(PROBLEM STATEMENT):
The result should be the lines from the one holding "This message shows" to the final line of the records, retyped exactly.

##############################

PR #5557, opened 2018-02-08
Change "Attempting to parse" warning to info.

jsha:
This message shows up on every renewal run when the config was updated
by a newer version of Certbot than the one being run. For instance, if a
user has the certbot packages installed from PPA (currently 0.18.2), but
runs certbot-auto once to try out the latest version (0.21.1), they will
start getting this message via email every 12 hours.


bmw:
Looks like a test that's expecting `warning` to be called is failing.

##############################

(ANSWER FOR THIS EXERCISE):
This message shows up on every renewal run when the config was updated
by a newer version of Certbot than the one being run. For instance, if a
user has the certbot packages installed from PPA (currently 0.18.2), but
runs certbot-auto once to try out the latest version (0.21.1), they will
start getting this message via email every 12 hours.


bmw:
Looks like a test that's expecting `warning` to be called is failing.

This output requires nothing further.